Within the material below, how many lines carry the word "possible"? Only that number is wanted.
BEGIN
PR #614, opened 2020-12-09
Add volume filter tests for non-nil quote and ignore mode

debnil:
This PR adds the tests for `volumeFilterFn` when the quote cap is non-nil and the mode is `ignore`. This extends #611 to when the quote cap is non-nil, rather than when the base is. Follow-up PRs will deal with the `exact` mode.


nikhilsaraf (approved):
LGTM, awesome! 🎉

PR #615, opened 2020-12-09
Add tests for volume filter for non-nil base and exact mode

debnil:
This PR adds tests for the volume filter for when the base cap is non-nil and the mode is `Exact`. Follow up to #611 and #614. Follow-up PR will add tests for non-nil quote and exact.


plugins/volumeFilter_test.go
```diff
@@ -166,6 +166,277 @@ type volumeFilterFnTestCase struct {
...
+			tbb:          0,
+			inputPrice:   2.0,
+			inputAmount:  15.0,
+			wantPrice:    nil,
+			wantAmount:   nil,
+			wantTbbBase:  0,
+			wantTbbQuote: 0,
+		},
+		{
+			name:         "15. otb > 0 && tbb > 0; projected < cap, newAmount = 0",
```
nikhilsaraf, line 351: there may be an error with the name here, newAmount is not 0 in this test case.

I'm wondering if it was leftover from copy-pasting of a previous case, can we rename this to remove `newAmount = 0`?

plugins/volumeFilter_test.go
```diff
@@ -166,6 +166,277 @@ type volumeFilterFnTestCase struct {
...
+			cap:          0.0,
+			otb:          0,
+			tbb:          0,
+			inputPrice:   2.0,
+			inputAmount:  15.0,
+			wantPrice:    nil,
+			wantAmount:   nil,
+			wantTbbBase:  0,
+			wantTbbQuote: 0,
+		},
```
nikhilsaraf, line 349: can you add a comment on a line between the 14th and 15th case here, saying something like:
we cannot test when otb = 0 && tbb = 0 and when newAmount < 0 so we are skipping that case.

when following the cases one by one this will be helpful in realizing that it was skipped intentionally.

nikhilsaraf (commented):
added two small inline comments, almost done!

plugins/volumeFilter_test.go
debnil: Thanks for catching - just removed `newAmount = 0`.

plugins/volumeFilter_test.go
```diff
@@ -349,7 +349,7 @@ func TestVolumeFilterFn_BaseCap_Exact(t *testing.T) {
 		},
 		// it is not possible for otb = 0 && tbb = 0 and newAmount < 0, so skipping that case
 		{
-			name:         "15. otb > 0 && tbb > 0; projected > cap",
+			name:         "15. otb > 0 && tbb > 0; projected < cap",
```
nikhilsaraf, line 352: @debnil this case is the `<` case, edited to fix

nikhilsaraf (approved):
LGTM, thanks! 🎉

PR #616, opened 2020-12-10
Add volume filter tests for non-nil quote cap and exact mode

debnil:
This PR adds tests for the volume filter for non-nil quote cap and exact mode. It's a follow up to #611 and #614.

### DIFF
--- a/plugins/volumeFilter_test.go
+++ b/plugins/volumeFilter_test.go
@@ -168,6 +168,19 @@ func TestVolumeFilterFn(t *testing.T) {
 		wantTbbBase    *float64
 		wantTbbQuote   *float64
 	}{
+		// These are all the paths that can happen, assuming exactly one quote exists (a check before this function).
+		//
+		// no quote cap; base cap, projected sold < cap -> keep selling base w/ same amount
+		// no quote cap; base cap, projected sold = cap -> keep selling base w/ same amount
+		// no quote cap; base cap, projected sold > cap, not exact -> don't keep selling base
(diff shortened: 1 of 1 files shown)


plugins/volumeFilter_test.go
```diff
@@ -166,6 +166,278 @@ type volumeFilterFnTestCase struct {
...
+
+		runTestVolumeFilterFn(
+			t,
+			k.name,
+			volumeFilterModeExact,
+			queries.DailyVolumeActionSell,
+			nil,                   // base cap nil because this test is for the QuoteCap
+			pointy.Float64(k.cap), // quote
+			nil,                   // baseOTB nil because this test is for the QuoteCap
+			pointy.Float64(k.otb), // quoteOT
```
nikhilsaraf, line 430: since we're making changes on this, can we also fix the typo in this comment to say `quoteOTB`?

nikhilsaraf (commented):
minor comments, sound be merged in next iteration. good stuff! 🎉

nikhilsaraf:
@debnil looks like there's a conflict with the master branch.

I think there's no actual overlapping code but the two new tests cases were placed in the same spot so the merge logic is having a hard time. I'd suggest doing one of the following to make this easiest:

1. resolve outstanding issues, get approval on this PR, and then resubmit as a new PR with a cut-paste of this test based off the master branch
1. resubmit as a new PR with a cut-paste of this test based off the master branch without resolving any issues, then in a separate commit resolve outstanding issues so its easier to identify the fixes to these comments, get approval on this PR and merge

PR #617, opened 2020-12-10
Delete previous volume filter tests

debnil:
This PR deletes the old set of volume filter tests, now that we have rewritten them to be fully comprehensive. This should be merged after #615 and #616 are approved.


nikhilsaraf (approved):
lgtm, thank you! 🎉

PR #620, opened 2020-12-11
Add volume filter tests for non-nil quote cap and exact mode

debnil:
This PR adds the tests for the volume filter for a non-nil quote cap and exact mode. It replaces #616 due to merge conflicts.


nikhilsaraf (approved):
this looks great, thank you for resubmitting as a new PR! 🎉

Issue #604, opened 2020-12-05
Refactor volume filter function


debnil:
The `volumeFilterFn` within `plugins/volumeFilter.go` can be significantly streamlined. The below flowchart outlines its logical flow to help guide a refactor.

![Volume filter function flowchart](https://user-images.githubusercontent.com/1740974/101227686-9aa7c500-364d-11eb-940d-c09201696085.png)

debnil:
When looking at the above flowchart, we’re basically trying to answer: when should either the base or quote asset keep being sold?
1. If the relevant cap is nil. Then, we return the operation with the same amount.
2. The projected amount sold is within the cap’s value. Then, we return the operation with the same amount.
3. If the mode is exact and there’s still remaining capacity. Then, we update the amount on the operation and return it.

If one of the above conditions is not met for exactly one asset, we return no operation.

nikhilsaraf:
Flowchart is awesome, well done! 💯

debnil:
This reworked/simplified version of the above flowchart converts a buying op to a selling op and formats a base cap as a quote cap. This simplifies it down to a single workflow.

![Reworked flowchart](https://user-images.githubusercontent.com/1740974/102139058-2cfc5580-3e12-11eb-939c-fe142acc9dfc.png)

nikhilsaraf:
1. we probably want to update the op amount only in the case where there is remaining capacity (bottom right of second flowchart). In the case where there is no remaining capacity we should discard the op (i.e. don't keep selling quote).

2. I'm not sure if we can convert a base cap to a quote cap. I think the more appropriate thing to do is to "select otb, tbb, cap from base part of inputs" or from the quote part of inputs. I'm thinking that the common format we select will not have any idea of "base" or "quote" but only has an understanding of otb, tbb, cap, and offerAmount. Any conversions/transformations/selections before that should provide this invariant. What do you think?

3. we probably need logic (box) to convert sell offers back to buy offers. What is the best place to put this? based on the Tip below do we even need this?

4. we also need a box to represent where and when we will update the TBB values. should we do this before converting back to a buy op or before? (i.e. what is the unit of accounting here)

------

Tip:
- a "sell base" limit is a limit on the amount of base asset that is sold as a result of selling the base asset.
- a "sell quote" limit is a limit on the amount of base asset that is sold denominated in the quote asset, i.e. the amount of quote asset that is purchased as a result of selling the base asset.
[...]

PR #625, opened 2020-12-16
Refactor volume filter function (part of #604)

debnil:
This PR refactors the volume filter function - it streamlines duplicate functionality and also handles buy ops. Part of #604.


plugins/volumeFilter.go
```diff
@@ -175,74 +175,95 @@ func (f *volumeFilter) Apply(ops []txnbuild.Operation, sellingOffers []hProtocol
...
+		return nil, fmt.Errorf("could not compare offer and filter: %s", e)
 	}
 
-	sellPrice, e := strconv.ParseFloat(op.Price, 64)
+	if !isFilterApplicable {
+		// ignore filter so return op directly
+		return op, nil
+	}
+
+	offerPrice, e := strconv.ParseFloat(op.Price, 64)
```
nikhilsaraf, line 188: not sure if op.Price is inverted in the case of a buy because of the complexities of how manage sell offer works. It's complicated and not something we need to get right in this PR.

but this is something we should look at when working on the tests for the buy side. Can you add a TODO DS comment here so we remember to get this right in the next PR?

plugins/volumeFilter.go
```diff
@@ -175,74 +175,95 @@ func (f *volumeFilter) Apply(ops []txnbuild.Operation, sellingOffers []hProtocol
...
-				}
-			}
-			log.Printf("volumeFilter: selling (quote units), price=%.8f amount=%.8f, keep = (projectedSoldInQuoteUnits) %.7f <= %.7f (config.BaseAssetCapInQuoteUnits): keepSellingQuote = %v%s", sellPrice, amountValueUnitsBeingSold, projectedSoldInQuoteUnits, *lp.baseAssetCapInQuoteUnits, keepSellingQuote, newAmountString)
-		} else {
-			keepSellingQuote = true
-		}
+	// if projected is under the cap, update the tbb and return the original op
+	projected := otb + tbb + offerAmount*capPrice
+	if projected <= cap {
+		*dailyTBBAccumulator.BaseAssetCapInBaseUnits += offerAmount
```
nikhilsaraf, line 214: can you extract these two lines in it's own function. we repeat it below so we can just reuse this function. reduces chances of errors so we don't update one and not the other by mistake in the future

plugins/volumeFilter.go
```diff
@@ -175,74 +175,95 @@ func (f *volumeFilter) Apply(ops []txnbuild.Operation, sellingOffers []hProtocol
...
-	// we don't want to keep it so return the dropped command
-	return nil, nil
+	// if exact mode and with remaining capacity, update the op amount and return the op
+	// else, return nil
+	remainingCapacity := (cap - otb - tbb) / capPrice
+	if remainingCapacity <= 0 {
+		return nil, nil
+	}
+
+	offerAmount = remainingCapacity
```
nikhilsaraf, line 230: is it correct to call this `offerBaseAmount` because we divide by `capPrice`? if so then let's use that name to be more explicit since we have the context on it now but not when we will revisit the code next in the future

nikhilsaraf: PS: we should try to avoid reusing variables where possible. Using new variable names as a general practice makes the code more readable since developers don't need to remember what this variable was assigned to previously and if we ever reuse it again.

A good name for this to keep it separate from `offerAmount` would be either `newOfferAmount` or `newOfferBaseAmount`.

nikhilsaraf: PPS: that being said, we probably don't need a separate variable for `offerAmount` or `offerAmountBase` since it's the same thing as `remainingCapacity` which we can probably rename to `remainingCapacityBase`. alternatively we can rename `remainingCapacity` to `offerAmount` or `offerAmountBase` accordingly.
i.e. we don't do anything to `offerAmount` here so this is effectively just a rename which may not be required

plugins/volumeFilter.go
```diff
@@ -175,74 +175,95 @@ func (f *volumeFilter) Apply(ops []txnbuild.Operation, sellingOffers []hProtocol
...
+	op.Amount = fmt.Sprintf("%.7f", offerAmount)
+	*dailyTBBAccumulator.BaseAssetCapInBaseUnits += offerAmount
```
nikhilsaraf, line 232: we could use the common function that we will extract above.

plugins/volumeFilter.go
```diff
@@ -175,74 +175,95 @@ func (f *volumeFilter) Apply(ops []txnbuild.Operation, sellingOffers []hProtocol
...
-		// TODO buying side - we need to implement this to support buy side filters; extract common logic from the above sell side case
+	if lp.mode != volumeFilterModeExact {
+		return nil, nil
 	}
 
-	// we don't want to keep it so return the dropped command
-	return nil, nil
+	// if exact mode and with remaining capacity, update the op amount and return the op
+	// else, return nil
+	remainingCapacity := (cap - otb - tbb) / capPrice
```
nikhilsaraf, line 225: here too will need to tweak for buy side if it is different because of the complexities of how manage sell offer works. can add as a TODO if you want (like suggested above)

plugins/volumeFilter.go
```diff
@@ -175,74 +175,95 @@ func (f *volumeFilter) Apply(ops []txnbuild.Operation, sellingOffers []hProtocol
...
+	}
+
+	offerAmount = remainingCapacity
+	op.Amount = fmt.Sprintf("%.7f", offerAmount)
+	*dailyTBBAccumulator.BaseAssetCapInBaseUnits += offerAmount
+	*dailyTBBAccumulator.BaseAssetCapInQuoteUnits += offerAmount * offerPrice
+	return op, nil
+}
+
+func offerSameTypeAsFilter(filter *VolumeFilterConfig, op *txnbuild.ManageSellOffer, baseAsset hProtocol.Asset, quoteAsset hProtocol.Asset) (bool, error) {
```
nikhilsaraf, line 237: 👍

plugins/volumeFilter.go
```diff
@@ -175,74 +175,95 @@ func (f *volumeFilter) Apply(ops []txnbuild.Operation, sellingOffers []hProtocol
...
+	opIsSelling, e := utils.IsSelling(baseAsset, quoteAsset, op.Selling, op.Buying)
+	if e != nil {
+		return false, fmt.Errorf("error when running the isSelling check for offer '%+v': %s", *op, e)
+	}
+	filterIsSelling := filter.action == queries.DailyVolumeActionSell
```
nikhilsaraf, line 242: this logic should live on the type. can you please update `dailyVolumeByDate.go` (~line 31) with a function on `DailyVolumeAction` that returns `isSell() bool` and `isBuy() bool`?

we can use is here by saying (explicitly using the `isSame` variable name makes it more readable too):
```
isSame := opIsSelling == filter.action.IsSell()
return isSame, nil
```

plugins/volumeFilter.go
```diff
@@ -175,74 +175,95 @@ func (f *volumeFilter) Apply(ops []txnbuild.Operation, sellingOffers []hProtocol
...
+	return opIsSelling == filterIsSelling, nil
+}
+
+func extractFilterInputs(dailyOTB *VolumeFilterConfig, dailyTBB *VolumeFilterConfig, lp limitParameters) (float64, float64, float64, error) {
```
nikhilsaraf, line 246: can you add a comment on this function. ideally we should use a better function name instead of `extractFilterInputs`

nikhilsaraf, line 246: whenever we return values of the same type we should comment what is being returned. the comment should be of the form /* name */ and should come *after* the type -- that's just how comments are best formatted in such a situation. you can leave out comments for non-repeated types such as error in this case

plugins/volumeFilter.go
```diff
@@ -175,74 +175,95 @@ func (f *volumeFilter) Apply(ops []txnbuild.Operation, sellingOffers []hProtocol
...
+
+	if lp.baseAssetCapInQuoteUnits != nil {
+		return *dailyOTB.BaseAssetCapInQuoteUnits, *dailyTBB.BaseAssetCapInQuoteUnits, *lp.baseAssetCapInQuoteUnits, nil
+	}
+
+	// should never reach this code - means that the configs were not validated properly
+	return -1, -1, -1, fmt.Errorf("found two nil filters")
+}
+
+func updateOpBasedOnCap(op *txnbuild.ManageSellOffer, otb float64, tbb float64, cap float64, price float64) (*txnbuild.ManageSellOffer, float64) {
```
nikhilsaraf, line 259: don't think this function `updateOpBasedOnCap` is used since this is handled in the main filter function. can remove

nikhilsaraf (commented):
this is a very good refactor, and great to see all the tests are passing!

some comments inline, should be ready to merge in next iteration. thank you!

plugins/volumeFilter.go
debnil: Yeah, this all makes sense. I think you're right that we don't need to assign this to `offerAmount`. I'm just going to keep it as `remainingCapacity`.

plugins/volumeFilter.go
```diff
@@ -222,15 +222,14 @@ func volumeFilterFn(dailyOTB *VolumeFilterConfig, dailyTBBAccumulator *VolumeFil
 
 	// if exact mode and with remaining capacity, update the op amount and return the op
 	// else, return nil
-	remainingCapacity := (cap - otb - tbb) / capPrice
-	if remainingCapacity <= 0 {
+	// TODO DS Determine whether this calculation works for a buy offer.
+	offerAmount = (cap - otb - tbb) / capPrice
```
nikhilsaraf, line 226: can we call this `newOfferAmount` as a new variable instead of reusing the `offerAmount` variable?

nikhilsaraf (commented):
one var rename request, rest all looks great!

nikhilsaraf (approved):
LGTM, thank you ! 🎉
END
→ **Solution**: 2